The toes touching is a combination of things. First new boots so the toe box hasn't packed out and second the correct position to determine how close your toes are is knees bent in your riding stance. The riding stance will pull your foot back into the heel pocket and align your leg with the boots forward shape.


----------



## masotime (Jan 28, 2019)

RonnyFlex said:


> A real problem I have with the J-Bars in the back. These press strongly into my heel. I had the shoes on about half an hour and after taking off my heel has tingled. Will this go away with the heat molding or do shoes just not fit my foot? In the Burton Photon Wide (41.5 EU/8.5 US) this felt like less of a problem, but I don't think I need a Wide (I found different charts, but I guess im width D) ?


I have this exact problem (J-Bars) - My previous boots (Ride Insanos) didn't have this issue, and I am completely stumped by the bars.
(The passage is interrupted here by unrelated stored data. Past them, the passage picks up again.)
PR #1697, opened 2016-02-25
Added the new value of the element to the ElementValueChanged and Ele…

arnonax:

Added the new value of the element to the ElementValueChanged and ElementValueChanging event args.

Note: I created a new overload of OnElementChanging and OnElementChanged but also kept the original overloads in order to preserve backward compatibility in case someone overrides them. I've added an [Obsolete] attribute on the original overloads to let users know that they should use the new ones instead.


arnonax:
Hi @jimevans ,

Can you please tell me when can I expect this pull request to be pulled?
I'm using these events to write some logs automatically, and adding the value that is passed to SendKeys will be very helpful when reading the log to analyze test failures.

Thanks in advance,
Arnon.

jimevans:
Merged in 6dd04e6. Thank you for the contribution.

arnonax:
Thanks!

My toes have no problems at all, but the J-Bars are very painful.

I honestly haven't been able to ride with them since I tried them about 3 weeks ago - I understand there's an insert and have been thinking of whether it's possible to forcefully push apart the J-Bars. Right now I've gone back to my old setup, but I'd really like these boots to work (the step-in bindings work just fine otherwise).


----------



## RonnyFlex (11 mo ago)

masotime said:


> I have this exact problem (J-Bars) - My previous boots (Ride Insanos) didn't have this issue, and I am completely stumped by the bars. My toes have no problems at all, but the J-Bars are very painful.
> 
> I honestly haven't been able to ride with them since I tried them about 3 weeks ago - I understand there's an insert and have been thinking of whether it's possible to forcefully push apart the J-Bars. Right now I've gone back to my old setup, but I'd really like these boots to work (the step-in bindings work just fine otherwise).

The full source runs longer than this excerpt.